Hi, where's the best place to buy Turo parts in Canada? Local dealer wants $40 plus tax for just a belt.


----------



## SAVAGE420 (Apr 21, 2015)

Just take the old belt over to Lordco or Napa and they will match one up too it. Half the price.


----------



## snowflitesly (May 5, 2016)

Toro parts are expensive, but well worth it imo. Aftermarket belt don't seem to cut it when it comes to long term reliability, this of course from my own experience from more than a dozen machines a year. $40 for many years of use (depending on work) is not compared to one year round shoveling job imo. I always put original parts on my serviced machines. Either I have a good connection (I'm there often for all small engine parts and/or machines) or my clients don't care for money and want their machines in their best working order.


Changed a couple of almost new aftermarket belts on older Toros couple years ago, slipping issues. Got the same belt number ones (aftermarket as well), had to redo both last year because they didn't last. I replaced them with Toro name brand belts. Still going after this harsh winter we had so far.


Most aftermarket parts manufacturers just don't respect original manufacturer's specs. Best comparison I can give you is with Honda cars.
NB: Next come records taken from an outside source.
PR #491, opened 2019-04-03
Fix prompting for location permission

troy-lamerton:
Fixed use of the prompt boolean.

If the authorization status of location permission is 'when in use' then the always allow prompt was being shown by one signal - even when the prompt parameter is false.

This PR enforces the correct conditions to request location permission.

---
This change is [Reviewable](https://reviewable.io/reviews/onesignal/onesignal-ios-sdk/491)

### DIFF
--- a/iOS_SDK/OneSignalSDK/Source/OneSignalLocation.m
+++ b/iOS_SDK/OneSignalSDK/Source/OneSignalLocation.m
@@ -171,8 +171,9 @@ static OneSignalLocation* singleInstance = nil;
     // Check for location in plist
     if (![clLocationManagerClass performSelector:@selector(locationServicesEnabled)])
         return;
-    
-    if ([clLocationManagerClass performSelector:@selector(authorizationStatus)] == 0 && !prompt)
+    int permissionStatus = [clLocationManagerClass performSelector:@selector(authorizationStatus)];
+    // return if permission not determined and should not prompt
+    if (permissionStatus == 0 && !prompt)
         return;
     
     locationManager = [[clLocationManagerClass alloc] init];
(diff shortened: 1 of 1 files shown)


iOS_SDK/OneSignalSDK/Source/OneSignalLocation.m
```diff
@@ -186,15 +187,17 @@ + (void) internalGetLocation:(bool)prompt {
         //Location Always requires: Location Background Mode + NSLocationAlwaysUsageDescription
         NSArray* backgroundModes = [[NSBundle mainBundle] objectForInfoDictionaryKey:@"UIBackgroundModes"];
         NSString* alwaysDescription = [[NSBundle mainBundle] objectForInfoDictionaryKey:@"NSLocationAlwaysUsageDescription"] ?: [[NSBundle mainBundle] objectForInfoDictionaryKey:@"NSLocationAlwaysAndWhenInUseUsageDescription"];
-        if(backgroundModes && [backgroundModes containsObject:@"location"] && alwaysDescription) {
+        // use background location updates if always permission granted or prompt allowed
+        if(backgroundModes && [backgroundModes containsObject:@"location"] && alwaysDescription && (permissionStatus == 3 || prompt)) {
```
jkasten2: Just to confirm with the `3` value here you are checking for `kCLAuthorizationStatusAuthorized`?
https://developer.apple.com/documentation/corelocation/clauthorizationstatus?language=objc

I believe we should be checking for `kCLAuthorizationStatusAuthorizedWhenInUse` as well.

iOS_SDK/OneSignalSDK/Source/OneSignalLocation.m
```diff
@@ -186,15 +187,17 @@ + (void) internalGetLocation:(bool)prompt {
...
             [locationManager performSelector:@selector(requestAlwaysAuthorization)];
```
jkasten2: I think if we move `requestWhenInUseAuthorization` and `requestAlwaysAuthorization` into their own methods and do the required checks to prevent prompting when it isn't enable might be the better approach. We can do this refracting after we merge your PR but feel free to make make larger changes if you are feeling ambitious 😄

iOS_SDK/OneSignalSDK/Source/OneSignalLocation.m
```diff
@@ -186,15 +187,17 @@ + (void) internalGetLocation:(bool)prompt {
...
             if (deviceOSVersion >= 9.0) {
                 [locationManager setValue:@YES forKey:@"allowsBackgroundLocationUpdates"];
             }
         }
         
-        else if([[NSBundle mainBundle] objectForInfoDictionaryKey:@"NSLocationWhenInUseUsageDescription"])
-            [locationManager performSelector:@selector(requestWhenInUseAuthorization)];
+        else if([[NSBundle mainBundle] objectForInfoDictionaryKey:@"NSLocationWhenInUseUsageDescription"]) {
+            if (permissionStatus == 0) [locationManager performSelector:@selector(requestWhenInUseAuthorization)];
```
jkasten2: We may also want to check for `kCLAuthorizationStatusRestricted` here.

jkasten2:
@troy-lamerton Thanks for digging in and making this PR! I left some comments about if these are the correct `permissionStatus` values to be checked.

iOS_SDK/OneSignalSDK/Source/OneSignalLocation.m
troy-lamerton: That is covered by the check if `prompt` is true: `(permissionStatus == 3 || prompt)`.

If the status is `kCLAuthorizationStatusAuthorizedWhenInUse` then background location updates should only be attempted if `prompt`ing is allowed.

iOS_SDK/OneSignalSDK/Source/OneSignalLocation.m
troy-lamerton: Why is that?
> `kCLAuthorizationStatusRestricted`: This app is not authorized to use location services.
The user cannot change this app’s status, possibly due to active restrictions such as parental controls being in place.

The theme I understood from the code is that if the app doesn't have permission, just continue on anyway and the calls to start location tracking will simply do nothing.

iOS_SDK/OneSignalSDK/Source/OneSignalLocation.m
troy-lamerton: I just want to fix the issue.

iOS_SDK/OneSignalSDK/Source/OneSignalLocation.m
jkasten2: I see, thanks for confirming.

iOS_SDK/OneSignalSDK/Source/OneSignalLocation.m
jkasten2: You are right, we only need to check for `0` here. Was thinking the inverse at first.

jkasten2:
I confirmed this fixes the issue of prompting for background location if only the foreground position is accepted when the app is cold started the next time.

PR #507, opened 2019-07-24
initialization method was added with opportunity to set base url

sskurzhanskiy:
This is needed for bypass blocking to you server

---
This change is [Reviewable](https://reviewable.io/reviews/onesignal/onesignal-ios-sdk/507)


jkasten2:
@sskurzhanskiy Thanks for the PR however we do not plan to support changing the root endpoint for the SDK.

PR #509, opened 2019-08-04
iOS 13 Token Fix

Nightsd01:
- This PR fixes an issue where the SDK was relying on NSData's `description` field to convert the APNS token to a string
- This worked fine up until iOS 13 where Apple has changed NSData's `description` to be more like Swift, where it includes the byte length in addition to the data being encoded
- Our existing test suite would actually have caught this issue if ran in an iOS 13 environment. However I did add a test to make sure our SDK can handle variable length APNS tokens

---
This change is [Reviewable](https://reviewable.io/reviews/onesignal/onesignal-ios-sdk/509)


jkasten2:
@Nightsd01 Thanks for the PR! Tested it back to iOS 9 and still works there too.

PR #511, opened 2019-08-08
Cleaned up payload conversion implementation

jkasten2:
* Also added nonnul to parseWithApns
* Confirmed payload parsing works on both iOS 9.3.6 and iPadOS 13 Beta 6

---
This change is [Reviewable](https://reviewable.io/reviews/onesignal/onesignal-ios-sdk/511)

### DIFF
--- a/iOS_SDK/OneSignalSDK/Source/NSString+OneSignal.h
+++ b/iOS_SDK/OneSignalSDK/Source/NSString+OneSignal.h
@@ -18,7 +18,7 @@
 - (NSString *)supportedFileExtension;
 
 // returns a lower case hex representation of the data
-+ (NSString *)hexStringFromData:(NSData *)data;
++ (nullable NSString *)hexStringFromData:(nonnull NSData *)data;
 
 @end
 #endif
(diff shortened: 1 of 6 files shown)


iOS_SDK/OneSignalSDK/Source/NSString+OneSignal.h
```diff
@@ -18,7 +18,7 @@
 - (NSString *)supportedFileExtension;
 
 // returns a lower case hex representation of the data
-+ (NSString *)hexStringFromData:(NSData *)data;
++ (nullable NSString *)hexStringFromData:(nonnull NSData *)data;
```
Jeasmine: can we use _Nullable _Nonnull only for convention purposes?

jkasten2: We do have a mixture right now, I think the lower case is cleaner and easier to read. These lowercase versions seem to be exactly the same function too.
```
The nullable and nonnull annotations are simplified forms of the _Nullable and _Nonnull annotations
```
https://developer.apple.com/documentation/swift/objective-c_and_c_code_customization/designating_nullability_in_objective-c_apis

PR #567, opened 2019-11-25
Improvements

Nightsd01:
# Some various improvements:
- Fixes an issue with Outcomes where we attempted to insert a value into a dictionary that was explicitly marked as nullable, this can result in crashes
- Adds a new common define (`OS_NULL_IF_NUL()`) to make this cleaner
- We had several classes where we apparently added methods to conform to the `NSCoding` protocol, but we never actually marked the classes as conforming to this protocol for some reason
- Fixes a bug where the `OSSessionResult` class' initializers didn't actually initialize
- Changes a few cases where initializers were marked to return `id`, it is preferable to return `instancetype` in Objective-C to avoid unnecessary casting and give the compiler better information to work with

---
This change is [Reviewable](https://reviewable.io/reviews/onesignal/onesignal-ios-sdk/567)

### DIFF
--- a/iOS_SDK/OneSignalSDK/Source/OSIndirectNotification.h
+++ b/iOS_SDK/OneSignalSDK/Source/OSIndirectNotification.h
@@ -25,7 +25,7 @@
  THE SOFTWARE.
  */
 
-@interface OSIndirectNotification : NSObject
+@interface OSIndirectNotification : NSObject <NSCoding>
 
 @property (nonatomic, readonly) NSString *notificationId;
 @property (nonatomic, readonly) double timestamp; // seconds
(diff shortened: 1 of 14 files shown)


Nightsd01:
My git skills are very rusty :D I will clean up these commits in a bit. 

Also, looks like we should really look into two specific flaky tests, they have been causing test failures for a long time

Nightsd01:
Closing for now, will create a new PR when I have a chance to clean up the commits on my fork, Sourcetree has really messed things up.

jkasten2:
@Nightsd01 Thanks. Looks like some good clean up! I'll wait for your next PR to take a deeper look

PR #569, opened 2019-11-29
Added initDone to prevent double initializations

jkasten2:
* Without this the session and outcomeEvents controllers could be created more than once.
* Removed self check in public init method, not needed since it is static
  - This moved a large nested block a tab back
* Split the notificationBlocks:: selector OneSignalHelper into two selectors
* Corrected outcome cache clearing tests to restart the app
* Other small misc clean up

---
This change is [Reviewable](https://reviewable.io/reviews/onesignal/onesignal-ios-sdk/569)

### DIFF
--- a/iOS_SDK/OneSignalSDK/Source/OneSignal.m
+++ b/iOS_SDK/OneSignalSDK/Source/OneSignal.m
@@ -174,6 +174,9 @@ static BOOL delayedInitializationForPrivacyConsent = false;
 // method can be called the moment the user provides privacy consent.
 DelayedInitializationParameters *delayedInitParameters;
 
+// Ensure we only initlize the SDK once even if the public method is called more.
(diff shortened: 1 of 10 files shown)


iOS_SDK/OneSignalSDK/Source/OneSignal.m
```diff
@@ -174,6 +174,9 @@ @implementation OneSignal
 // method can be called the moment the user provides privacy consent.
 DelayedInitializationParameters *delayedInitParameters;
 
+// Ensure we only initlize the SDK once even if the public method is called more.
+static BOOL intiDone;
```
mikechoch: Fix spelling to `initDone`

jkasten2: Fixed

PR #591, opened 2020-01-09
WIP - Fix subscribing when Background Modes are off and Direct To History is enabled

jkasten2:
## Issue
If Background Modes are off under Xcode > Capabilities AND iOS "Enable iOS 12 Direct To History" is enabled on the OneSignal dashboard settings the player will be created with the following on the dashboard;"Provisioning Profile Missing Push Permission"

The SDK reports `notification_types` as `80` and no identifier.

Also calling `OneSignal.promptForPushNotificationsWithUserResponse` says that it is disabled when it isn't and won't show a prompt.

## TODO
1. `registerForAPNsToken` needs to check for `notifPermissionState.provisional`.
  * Complete in commit 37a4d6f
1. We need to delay calling `registerForAPNsToken` until the download params completes. 
1. Write unit test reproducing issue

## 
This change is [Reviewable](https://reviewable.io/reviews/onesignal/onesignal-ios-sdk/591)

### DIFF
--- a/iOS_SDK/OneSignalSDK/Source/OneSignal.m
+++ b/iOS_SDK/OneSignalSDK/Source/OneSignal.m
@@ -878,9 +878,11 @@ void onesignal_Log(ONE_S_LOG_LEVEL logLevel, NSString* message) {
     backgroundModesEnabled = (backgroundModes && [backgroundModes containsObject:@"remote-notification"]);
     
     // Only try to register for a pushToken if:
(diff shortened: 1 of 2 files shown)


jkasten2:
**This PR is approved however incomplete so do not merge it yet!**

emawby:
Prompting for full push now works as intended but the dashboard still shows "Provisioning Profile Missing Push Permission". What should we be displaying if background push is off?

Honda replacement parts are way more on spec (fit and quality wise) than all aftermarket part available to these cars. When it comes to timing belts, I would never ever put anything other than Honda. Aftermarket T-belts are always half teeth off on timing (timing marks will not align correctly) screwing with power of engine and reliability.


I think that's about it, lol, yep, babbling again. I think I'm bored. lol


edit: forgot to mention, I get all my parts from my local machine rental shop/parts distributor, which in turns go to the local Toro dealer (45 mins away) and get my parts delivered at the rental shop.


----------



## ourkid2000 (Feb 27, 2017)

Tell me about it. Doing an auger box repair on my 826 OXE and I'm replacing the 3 oil seals and the main box gasket. Grand total, $78. I was floored! These parts are expensive here in Canada.


----------